Baca Juga: Cerita Orang Bandung (23): Syukur Iah, Penjual Surabi
Cerita Orang Bandung (22): Ketangguhan Mak Ina
Cerita Orang Bandung (21): Kemandirian Monik dalam Gerobak Toppoki
Diusir Aparat, Dapat Bansos Satu Kali
Di tengah pandemi Covid-19 yang sudah berlangsung lebih dari satu tahun, waktu berjalan terasa pelan bagi Yuyun Sujiah. Lonjakan jumlah kasus membuat pemerintah menerbitkan berbagai macam aturan pembatasan atau pelarangan kegiatan dan pergerakan warga. Sejak Pemberlakuan Pembatasan Kegiatan Masyarakat (PPKM) Darurat diterapkan, Yuyun sempat dilarang berjualan, sama seperti para pedagang lainnya. Pasar Kosambi yang biasanya ramai 24 jam nonstop menjadi jauh lebih lengang.
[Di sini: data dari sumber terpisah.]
PR #1670, opened 2025-10-02
Total Energy

lukas-paetow:


cclib/parser/serenityparser.py
```diff
@@ -45,3 +45,7 @@ def extract(self, inputfile, line):
 
         if line[5:21] == "Basis Functions:":
             self.set_attribute("nbasis", int(line.split()[2]))
+
+        # Extract total energy
```
berquist, line 49: You can get rid of this comment, since it is clear what this section does from the next line.

berquist (changes requested):

PR #1672, opened 2025-10-02
dispersionenergies

lukas-paetow:


cclib/parser/serenityparser.py
```diff
@@ -45,3 +45,7 @@ def extract(self, inputfile, line):
 
         if line[5:21] == "Basis Functions:":
             self.set_attribute("nbasis", int(line.split()[2]))
+
+        # Extract dispersion correction
```
berquist, line 49: This comment doesn't add anything that isn't already clear from the next line.

cclib/parser/serenityparser.py
```diff
@@ -45,3 +45,7 @@ def extract(self, inputfile, line):
...
+        if "Dispersion Correction (" in line:
+            self.set_attribute("dispersionenergies", [float(line.split()[3])])
```
berquist, line 51:
```suggestion
            self.append_attribute("dispersionenergies", float(line.split()[3]))
```
because there will be one for each step of a geometry optimization, PES scan, etc.

berquist (changes requested):

berquist (approved):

Ketika PPKM Darurat diperpanjang pada awal Juli 2021, Yuyun mencoba kembali berjualan karena desakan ekonomi, meski dia tahu pendapatannya tidak seberapa. Namun yang terjadi, dia diusir aparat dan terancam kena denda ratusan ribu rupiah.
“Gerombolan petugas nyamperin dari jauh. Saya awalnya gak tahu bakal ngapain. Eh, tahunya lapak saya mau dibawa, ya saya nolak. Itu mah seenak jidat langsung ngancem denda. Saya milih untuk beberes dan pulang,” ujarnya.
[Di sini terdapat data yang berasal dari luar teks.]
PR #1675, opened 2025-10-08
Serenity: Molecular Orbital Information

lukas-paetow:
Serenity keeps MO information in binary .h5 files that can be found in a directory with the given molecular system name. My implementation assumes that the output file is still where it was left by Serenity, so that the molecule directory can be found relative to that path.


cclib/parser/serenityparser.py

Sebagai warga negara, nasib Yuyun tidak lebih beruntung. Hak sebagai keluarga penerima manfaat (KPM) tidak serta merta membuatnya mendapatkan dana bantuan sosial (bansos) seperti seharusnya. Selama pagebluk berlangsung, Yuyun mengaku hanya satu kali mendapatkan bansos berupa sembako untuk mencukupi kebutuhan selama satu bulan dan uang tunai senilai 200 ribu rupiah.
Nilai Hidup dari Pasar Kosambi
Yuyun Sujiah dan Enjang sudah berkeluarga selama lebih dari 20 tahun. Mereka dianugerai dua anak.
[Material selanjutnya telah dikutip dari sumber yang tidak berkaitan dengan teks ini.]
PR #1684, opened 2025-10-15
V2 pint unit management

amandadumi:
This pull request integrates pint in for managing units. Specifically this pull request
- starts a single unit registry for the code base
- attaches units to the scfenergies attributes
- changes the test which use scfenergies, but don't have units implemented themselves to reference just the magnitude of the unit-labeled number (testMP and testCC)


cclib/attribute_parsers/ccenergies.py
```diff
@@ -6,7 +6,7 @@
 
 from cclib.attribute_parsers import utils
 from cclib.attribute_parsers.base_parser import base_parser
-
+from cclib import ureg
```
shivupa: can we call this something different? Like unit_types or something like that

shivupa (approved):

cclib/__init__.py
```diff
@@ -19,6 +19,9 @@
 
 # ruff: noqa: F401
 from cclib._version import __version__
+from pint import UnitRegistry
+ureg = UnitRegistry()
+Q_ = ureg.Quantity
```
berquist: Do we need Q?  I forget what it's for.

cclib/__init__.py
```diff
@@ -19,6 +19,9 @@
 
 # ruff: noqa: F401
 from cclib._version import __version__
+from pint import UnitRegistry
+ureg = UnitRegistry()
```
berquist: I agree with Shiv about the name but think it should be an alias, since everyone else is using `ureg`.

cclib/attribute_parsers/scfenergies.py
```diff
@@ -21,15 +23,16 @@ def gaussian(file_handler, ccdata) -> Optional[dict]:
         line = file_handler.last_line
         if line[1:9] == "SCF Done":
             constructed_data = utils.float(line.split()[4])
-            return {scfenergies.__name__: [constructed_data]}
+            constructed_data = [constructed_data] * ureg.hartree
```
berquist: TIL
```
In [1]: import pint

In [2]: x = 4.5

In [3]: xl = [x]

In [4]: x
Out[4]: 4.5

In [5]: xl
Out[5]: [4.5]

In [6]: ureg = pint.UnitRegistry()

In [7]: ureg.hartree
Out[7]: <Unit('hartree')>

In [8]: xl * ureg.hartree
Out[8]: <Quantity([4.5], 'hartree')>

In [9]: (xl * ureg.hartree).magnitude
Out[9]: array([4.5])
```

test/data/testCC.py
```diff
@@ -17,14 +17,14 @@ class GenericCCTest:
     def testsizeandshape(self, data) -> None:
         """Are the dimensions of ccenergies correct?"""
         assert data._ccCollection._parsed_data[0].ccenergies.shape == (
-            len(data._ccCollection._parsed_data[0].scfenergies),
+            len(data._ccCollection._parsed_data[0].scfenergies.magnitude),
```
berquist: Do we need to?  This worked for me:
```
In [11]: xl = [x, x, x]

In [12]: len(xl * ureg.hartree)
Out[12]: 3
```

berquist (changes requested):
This is great.  The one thing IMO we need to decide on is where exactly to attach the units in the parsers.  My initial thought was right at the parse location (`utils.float(line.split()[0]) * ureg....` etc.) but there is something to be said for in the return value like `return {scfenergies.__name__: [constructed_data] * ureg.hartree}`.  That way is cleaner but further from where the data was parsed, esp. if it's in non-standard units.

test/data/testCC.py
berquist: (The other stuff comparing the actual values definitely doesn't work without `magnitude`, that's all fine)

amandadumi:
> This is great. The one thing IMO we need to decide on is where exactly to attach the units in the parsers. My initial thought was right at the parse location (`utils.float(line.split()[0]) * ureg....` etc.) but there is something to be said for in the return value like `return {scfenergies.__name__: [constructed_data] * ureg.hartree}`. That way is cleaner but further from where the data was parsed, esp. if it's in non-standard units.

Yes this is true. I have introduced one change, but i think there may be another. 
- I made one change which is instantiating the list with units as the array is created.
- What might be missing is attaching units to the specific parsed value that results from this entry into the specific parser. 

```
# initialize empty array with units attached
>>> a = np.array([])*ureg.hartree
>>> a
<Quantity([], 'hartree')>

# adding unit tagged option of same unit is a clean process.
>>> b = 4.5*ureg.hartree
>>> b
<Quantity(4.5, 'hartree')>
>>> np.append(a,b)
<Quantity([4.5], 'hartree')>

# if for any reason different units come up during parsing, this can still be cleanly kept. (can't think of a use case, but just what's possible)
>>> c = 3.5*ureg.eV
>>> c
<Quantity(3.5, 'electron_volt')>
>>> np.append(a,c)
<Quantity([0.12862263], 'hartree')>
```

From in person conversations, I am just attaching native units from the given program and we will determine when to convert to cclib units at a different point, but it's not clear where that will happen yet.

cclib/attribute_parsers/ccenergies.py
amandadumi: i renamed this, but didn't quite alias with ureg so i can change this some other way if needed

cclib/__init__.py
amandadumi: removed

cclib/__init__.py
amandadumi: I did make it more clear, but didn't do an alias as i wasn't sure where that should happen

test/data/testCC.py
amandadumi: yeah you are right, this is fixed now.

Sebelum berjualan masker kain, Yuyun menghabiskan waktu dengan mengurus rumahnya di bilangan Kacapiring, sambil sesekali ikut berdagang sayur di Pasar Kosambi bersama adik lelakinya. Terkadang, Yuyun hanya nongkrong saja di sana untuk menyapa kawan-kawan lamanya.
Yuyun, kelahiran Soreang, Kabupaten Bandung pada 1973, merupakan seorang lulusan SMP. Kedua orang tuanya dulu tak punya cukup uang untuk menyekolahkannya ke jenjang pendidikan yang lebih tinggi.
Sejak lulus SMP, Pasar Kosambi sudah seperti rumah kedua bagi Yuyun. Dia bekerja sebagai seorang pegawai di lapak milik saudagar jagung dan tomat. Kebetulan, saudagar itu merupakan tetangganya ketika Yuyun masih gadis dan tinggal di rumah orang tuanya di bilangan Banjaran.
“Dari zaman gadis sampai awal-awal nikah, hampir setiap hari saya ke Pasar Kosambi. Sampai kadang mah bau pasar udah gak kecium lagi,” ucapnya.
Bagi Yuyun, banyak sekali nilai dan pelajaran hidup yang dia petik selama ‘hidup’ di pasar tradisional yang sudah beroperasi sejak masa colonial itu. Sebagian besar pedagang memiliki solidaritas yang tinggi. Berbagai permasalahan mereka hadapi bersama, mulai dari anjloknya harga barang dagang sampai tagihan preman atau organisasi masyarakat (ormas).
Pada tahun 2019 lalu, Pasar Kosambi hangus dilalap si jago merah. Banyak rumor beredar tentang penyebab kebakaran itu. Namun yang jelas, kerugian yang diderita para pedagang mencapai miliaran rupiah.
Dana bantuan yang dialirkan pemerintah tidak cukup untuk menutupi kerugian para pedagang. Beruntung, pasar itu kini telah direnovasi dan bisa beroperasi seperti semula, meski sebagian bangunan kini sudah diisi oleh kedai dan toko modern.
“Bantuan yang paling kerasa, renovasi bangunan aja. Segitu juga uyuhan (bersyukur),” tuturnya.
Anak pertama Yuyun, Rusdi, bekerja sebagai sebagai pedagang sayur di Pasar Kosambi, mengikuti jejak pamannya. Sementara anak keduanya, Ikbal, baru saja masuk salah satu SMK di Kota Bandung, mengambil jurusan teknik mesin. Kepada keduanya, Yuyun mewariskan nilai-nilai hidup yang dia petik dari pergulatan sehari-hari. Ya di dalam pasar, ya di trotoar jalan.